During his services in the party and the ministry:

- Higher education witnessed a drastic reform aimed at upgrading the higher Education sector in Syria.
- Private universities were established for the first time.
- Branches and public universities were expanded all over the country and in almost every city to provide more admission opportunities for students. These resulted in accepting high percentage of female students in faculties in the cities they live in. Gross enrollment rates increased to a more than 70 per cent.
- Military students training subject was moved to training camps off campuses.
- Quality assurance and accreditation systems were established.
- The development of National Academic reference standards which aimed at the creation of human resource capacity in support of economic development.
- Serious attempts and actions taken to link the academic programs with societal and labor market needs.
- Polytechnic institutes also witnessed structural and academic changes in scope and in areas of specialty to meet the labor market needs.

=== Academic ===
In additional to his political posts Ghias A. Barakat has been a faculty member for over 35 years, an experience which covers a relatively significant part of his lifetime. He taught several undergraduate and graduate courses related to applied linguistics and was the director of the Advisory Center of English language program from 1985 to 2000, known now as The Higher Language Institute of Languages. He was an active member of TESOL (Teachers of English to Speakers of Other Languages) interest section. Barakat taught various courses mainly under Linguistics and Applied Linguistics on both the undergraduate and graduate levels. He also supervised a number of Master and Doctoral theses. Apart from that, he participated in linguistic studies conferences and symposia, local, regional and international. He involved with both Patrick Abram Seale the author of : "Asad of Syria: The Struggle for the Middle East", and later on with David W. Lesch the author of a unique and an extraordinary book: "The New Lion of Damascus: Bashar al-Asad and Modern Syria". In addition, he offered consultations for establishing and designing English as a Foreign language programs and digital dictionaries (Al-Mawrid) in the Arab World. Barakat headed Syrian Computer Society branch in Aleppo and served as a member of the Board of Trusties of the Syrian Computer Society in Damascus. In addition, he was a member of the legislative board of the teachers syndicate. He participated in Aleppo University international program in hosting and directing an educational and cultural program for enhancing intercultural relations with The National Council of US Arab-American Relations headed by Dr. John Duke Antony.

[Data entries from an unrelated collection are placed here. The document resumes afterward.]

PR #1657, opened 2018-03-09
Make the metrics flushInterval configurable

alicefuzier:
We seem to be still spending ~10£ a day on cloudwatch which means ~300£ a month and it's a bit more than I expected to spend with the MetricSender changes we did last month. 
The way `MetricSender` works is that it collects metrics to be sent to cloudwatch until they reach the maximum number metric that we can send in one PutMetric request to AWS. These metrics are collected in an in memory buffer in windows of 10 seconds, so if 10 seconds pass without having reached the maximum number of metrics, `MetricsSender` will send a PutMetric data request with fewer metrics.
I think 10 seconds might be a bit too short and causing a lot of these requests to not use the maximum number of metrics, so this is to make the interval configurable with the default value 5 minutes instead of 10 seconds

### DIFF
--- a/common/src/main/scala/uk/ac/wellcome/finatra/modules/AmazonCloudWatchModule.scala
+++ b/common/src/main/scala/uk/ac/wellcome/finatra/modules/AmazonCloudWatchModule.scala
@@ -1,31 +1,31 @@
 package uk.ac.wellcome.finatra.modules
 
-import akka.actor.ActorSystem
 import com.amazonaws.client.builder.AwsClientBuilder.EndpointConfiguration
-import com.amazonaws.services.cloudwatch.{
-  AmazonCloudWatch,
-  AmazonCloudWatchClientBuilder
-}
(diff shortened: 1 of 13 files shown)


common/src/main/scala/uk/ac/wellcome/finatra/modules/AmazonCloudWatchModule.scala
```diff
@@ -25,7 +39,11 @@ object AmazonCloudWatchModule extends TwitterModule {
   @Singleton
   def providesMetricsSender(amazonCloudWatch: AmazonCloudWatch,
                             actorSystem: ActorSystem) =
-    new MetricsSender(awsNamespace(), amazonCloudWatch, actorSystem)
+    new MetricsSender(
+      awsNamespace(),
+      flushInterval(),
+      amazonCloudWatch,
+      actorSystem)
```
alexwlchan: Could we get some keyword arguments on this for clarity?

Issue #1643, opened 2018-03-07
Improve test isolation


rgladwell:
A [recent ticket](https://github.com/wellcometrust/platform/pull/1612) revealed that many of our tests aren't properly isolated and share stateful objects and services like mocks and SQS queues.

We need to go through all the tests in each service and:

 1. Replace all occurrences of mutable variables with immutable ones.
 2. In cases where mutable variables are required, ensure interractions are thread-safe.
 3. Ensure instances of mocks are not shared between tests.
 4. Ensure all stateful, persistent resources (like SQS queues) are safely created and destroyed using the [loan-fixture](https://github.com/wellcometrust/platform/blob/2d5bb62f78715ff3ca7767482696f420aec911a5/common/src/test/scala/uk/ac/wellcome/test/fixtures/AkkaFixtures.scala) design pattern

We should go through each Scala sub-module and verify the above:

 - [x] api (#1714)
 - [x] common (#1656)
 - [x] id_minter (#1654)
 - [x] ingestor (#1665)
 - [x] recorder
 - [x] reindex_worker (#1712)
 - [x] sierra_adapter_common
 - [x] sierra_bib_merger (#1764)
 - [x] sierra_item_merger (#1764)
 - [x] sierra_items_to_dynamo (#1690)
 - [x] sierra_reader (#1708)
 - [x] transformer (#1667)

alexwlchan:
The sierra-common tests don’t have any tests which need fixtures. That package does contain the VHSLocal, but we need to remove that in other tests first!

alexwlchan:
The one outstanding thorn here is the API, which has a bunch of test classes that use a `server` instance a la ApiWorksTest.

In many of these tests, we're testing the public-facing behaviour – I don’t think we could do away with the server instance. If we had to start/stop a test every time, the tests could take noticeably longer (and tests would become spammier).

I had a go at this once (#1714), and I didn't manage to finish it – the tests were hanging, but Travis couldn't tell me why.

PR #1667, opened 2018-03-13
Increase Transformer test isolation

kenoir:

Increase the isolation of Transformer tests.

### Who is this change for?

🐷 🐛 

Part of:

https://github.com/wellcometrust/platform/issues/1643


catalogue_pipeline/transformer/src/test/scala/uk/ac/wellcome/transformer/CalmTransformerFeatureTest.scala
```diff
@@ -1,80 +1,75 @@
...
+    withLocalSnsTopic { topicArn =>
+      withLocalSqsQueue { queueUrl =>
+        withLocalS3Bucket { bucketName =>
+          val flags: Map[String, String] = Map(
+            "aws.sqs.queue.url" -> queueUrl,
+            "aws.sns.topic.arn" -> topicArn,
+            "aws.s3.bucketName" -> bucketName,
+            "aws.sqs.waitTime" -> "1",
+            "aws.metrics.namespace" -> "sierra-transformer"
+          ) ++ s3LocalFlags ++ snsLocalFlags ++ sqsLocalFlags
```
alexwlchan: Q: should we perhaps make these functions that take the bucket name, topic ARN, queue URL, etc., and adds those too?

So the type system forces you to add these flags.

catalogue_pipeline/transformer/src/test/scala/uk/ac/wellcome/transformer/CalmTransformerFeatureTest.scala
```diff
@@ -1,80 +1,75 @@
...
 
-    eventually {
-      val snsMessages = listMessagesReceivedFromSNS()
-      snsMessages should have size 1
-      assertSNSMessageContainsCalmDataWith(snsMessages.head, Some("public"))
-    }
+          withServer(flags) { _ =>
+            val calmTransformable =
```
alexwlchan: This, and calmHybridRecordMessage, should be moved out of the with block.

catalogue_pipeline/transformer/src/test/scala/uk/ac/wellcome/transformer/MiroTransformerFeatureTest.scala
```diff
@@ -1,56 +1,74 @@
...
+            "aws.sqs.waitTime" -> "1",
+            "aws.metrics.namespace" -> "sierra-transformer"
+          ) ++ s3LocalFlags ++ snsLocalFlags ++ sqsLocalFlags
+
+          withServer(flags) { _ =>
+            val miroID = "M0000001"
+            val title = "A guide for a giraffe"
+
+            val secondMiroID = "M0000002"
+            val secondTitle = "A song about a snake"
```
alexwlchan: Move these constants out of the "with" block.

catalogue_pipeline/transformer/src/test/scala/uk/ac/wellcome/transformer/SierraTransformerFeatureTest.scala
```diff
@@ -2,73 +2,87 @@ package uk.ac.wellcome.transformer
...
-  it("should transform sierra records, and publish them to the given topic") {
+          withServer(flags) { _ =>
+            val id = "b001"
+            val title = "A pot of possums"
+            val lastModifiedDate = Instant.now()
 
-    val id = "b001"
-    val title = "A pot of possums"
-    val lastModifiedDate = Instant.now()
+            val sierraHybridRecordMessage =
```
alexwlchan: Move this out of the "with" block (I'll stop saying this now, but the general pattern applies).

catalogue_pipeline/transformer/src/test/scala/uk/ac/wellcome/transformer/CalmTransformerFeatureTest.scala
alexwlchan: Now implemented as #1670.

catalogue_pipeline/transformer/src/test/scala/uk/ac/wellcome/transformer/SierraTransformerFeatureTest.scala
kenoir: Generally why do you think this is a good idea?

I've decided I like it because it gives you the opportunity to define values as soon as possible so that non dependent processes can run concurrently (for example creating buckets/queues and starting the server).

PR #1670, opened 2018-03-14
Minor improvements to our fixtures

alexwlchan:
Rather than defining a set of static flags, then having to remember to add flags for queue URL/bucket name/topic ARN, make the flags a method that takes the dynamic values. This avoids any issues of you forgetting to define those flags (which I’ve done a few times!).

Plus moving a bit of boilerplate code down into the SQS queue fixture.


kenoir:
LGTM, but going to leave this for @rgladwell to review.

common/src/test/scala/uk/ac/wellcome/test/fixtures/SqsFixtures.scala
```diff
@@ -23,11 +24,13 @@ trait SqsFixtures {
   private val accessKey = "access"
   private val secretKey = "secret"
 
-  val sqsLocalFlags = Map(
+  def sqsLocalFlags(queueUrl: String) = Map(
```
rgladwell: +1 much simpler, less code

PR #1689, opened 2018-03-16
Clean up IdentifierSchemes.scala

alexwlchan:
While staring at IdentifierSchemes.scala right now, I spotted some things we could simplify.

* Get rid of the Jackson-related code – Jackson never uses this internal model
* Add some tests for this model
* Simplify the horrible switch statement used for JSON deserialisation
* Reduce the number of places where you need to define a new identifier

### DIFF
--- a/common/src/main/scala/uk/ac/wellcome/models/IdentifierSchemes.scala
+++ b/common/src/main/scala/uk/ac/wellcome/models/IdentifierSchemes.scala
@@ -8,15 +8,6 @@ import cats.syntax.either._
   *  the strings that will be presented to users of the API.
   */
 object IdentifierSchemes extends Logging {
-  private final val knownIdentifierSchemes = Seq(
-    miroImageNumber,
-    miroLibraryReference,
-    calmPlaceholder,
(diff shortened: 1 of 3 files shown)


common/src/main/scala/uk/ac/wellcome/models/IdentifierSchemes.scala
```diff
@@ -87,28 +51,25 @@ object IdentifierSchemes extends Logging {
...
-        IdentifierSchemes.calmAltRefNo
-      case s: String if s == IdentifierSchemes.calmPlaceholder.toString =>
-        IdentifierSchemes.calmPlaceholder
-      case s: String if s == IdentifierSchemes.miroLibraryReference.toString =>
-        IdentifierSchemes.miroLibraryReference
-      case s: String if s == IdentifierSchemes.marcCountries.toString =>
-        IdentifierSchemes.marcCountries
-      case identifierScheme =>
+    knownIdentifierSchemes
+      .filter { _.toString == identifierScheme }
```
rgladwell: 👍 much simpler

PR #1691, opened 2018-03-17
Account for at least once message delivery

kenoir:

I've seen this transformer test behave unreliably even though it is isolated. It appears that elasticmq (the container providing FakeSQS) adheres to the same "at least once" delivery guarantee that SQS does. As a consequences messages may be delivered more than once (and this behaviour is _expected_) so the tests need to account for that.

This could also explain reliability issues elsewhere!

### Who is this change for?

🎲 👾 

- [ ] Deployed new versions
- [ ] Run `terraform apply`.


alexwlchan:
Rather than fixing this one test (I've seen this issue elsewhere too), could we add another method to our SNS fixture that solves the problem at its core?

`listUniqueMessagesReceivedFromSNS`?

kenoir:
@alexwlchan I think it might be difficult to differentiate between situations where messages are the same because they should be or because of the multiple delivery.

I think I prefer it being explicitly accounted for in the tests.

PR #3003, opened 2018-11-11
Ye gods, he’s still at it

alexwlchan:
One more for tonight. Follows #3002, part of #2967.

🔻🔺🔻


alexwlchan:
This one mostly works, but it relies on the Jackson object mapper used by the API, and configuring that is fiddly. I’m going to leave this one for now, and revisit it if/when I look at the API.

PR #3014, opened 2018-11-13
[WIP] Update to use the latest version of api-gw modules

kenoir:

Deployable Catalogue API being API Gateway.

### Who is this change for?

🍶


archive/terraform/storage_api/gateway.tf
```diff
@@ -0,0 +1 @@
+
```
alicefuzier: ?

Issue #3006, opened 2018-11-12
Add swagger docs to storage service


alicefuzier:
We want swagger docs to be available for the storage service and we would like them to be automagically generated in code so that model and endpoint descriptions are more likely to be kept up to date.

The main problem is that the endpoints exposed by storage service (ingests and bags) are served by two separate services (progress_http and registrar_http respectively). We can easily generate swagger docs for each of the services but we have to figure out a way to munge them together into a cohesive doc that includes both. Specifically, we need a swagger documentation that:
- includes endpoints for both services with the paths as exposed by API Gateway
- documents the data model. The data model exposed by the generated docs for each service will differ but they will partially overlap.

A proposed solution is to:
- expose a automagically generated swagger.json endpoint in each app. 
- add a hardcoded swagger.json to API Gateway at https://api.wellcomecollectcion.org/storage/v1/swagger.json that looks approximately like this:
```
{
  "swagger": "2.0",
  "info": {
    "description": "Storage",
    "version": "v1",
    "title": "Catalogue"
  },
  "host": "api.wellcomecollection.org",
  "schemes": [
    "https"
  ],
  "produces": [
    "application/json",
    "application/ld+json"
  ],
  "paths": {
    "/storage/v1/bags/{id}": {
      "$ref": "https://api.wellcomecollection.org/storage/v1/bags/swagger.json#/paths/registrar"
    },
    "/storage/v1/ingests/{id}": {
      "$ref": "https://api.wellcomecollection.org/storage/v1/ingests/swagger.json#/paths/progress"
    }
  }
}
``` 
This leverages the use of [Json Reference](https://swagger.io/docs/specification/using-ref/) to bring into the main storage swagger.json the bits of each service swagger.json docs that are relevant to it.

The main advantages of this approach are that:
- it keeps the documentation of things likely to change (like the data model or request parameters) close to the code 
- the above hardcoded JSON is not likely to change very often

Disadvantages are that:
- to resolve the full swagger.json a user has to make 3 HTTP requests. Nota a major issue
- the internal swagger endpoints (https://api.wellcomecollection.org/storage/v1/bags/swagger.json) need to be publicly resolvable which means that the separation in two services will be visible to an external user. Not nice but not dangerous 😐 
- Some shared model classes will be repeated in both internal swagger endpoints. Not nice but also probably not particularly problematic, especially because the bits of the model that are shared are defined in a shared module in scala, so the exposed documentation will effectively always be the same 😐 

[...]

PR #3018, opened 2018-11-13
[WIP] Add swagger docs to storage service

alicefuzier:
For #3006


alicefuzier:
Turns out this approach doesn't work

Issue #2984, opened 2018-11-08
Create a VHS with all Miro data, not just stuff in the Catalogue API


alexwlchan:

alexwlchan:
The magic number we're waiting for in vhs-miro-migration is 421,608.

alexwlchan:
![screen shot 2018-11-16 at 07 45 53](https://user-images.githubusercontent.com/301220/48605072-a85d5580-e973-11e8-86d9-237227a5fea6.png)

🎉

PR #3023, opened 2018-11-14
Have the reindexer emit the entire row as a JSON string, not just case classes

alexwlchan:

He is currently a full-time professor of Applied Linguistics at the Department of English, Faculty of Arts, Damascus University, Syria. He is also a consultant at Al-Andalus University for Medical Sciences.

== Books ==
Ghias A. Barakat published a number of books and research papers besides translating several books.

- 2018: Translated: Washington's Long War on Syria (حرب واشنطن الطويلة على سورية)
- 2016: Translated and edited: Political Discourse in the Media: Cross-Cultural Perspectives (الخطاب السياسي في وسائل الإعلام : منظورات عبر الثقافات)
- 2012: Contributor to a book entitled: A Grammar of Domari: Yaron Matras.
- 1999: Contributor to a book entitled: Applied Linguistics: Analytical Research. The Book addresses the efficacy of computer assisted language learning.
- 1997: Ed. & translated: Aleppo University Guide Book. Contributed to a book entitled Linguistics Applications Teaching English in Arabic Context, "Computer Assisted Instruction: Bases and Program", edited by Omar Sheikh Al-Shabab and Farida Baka.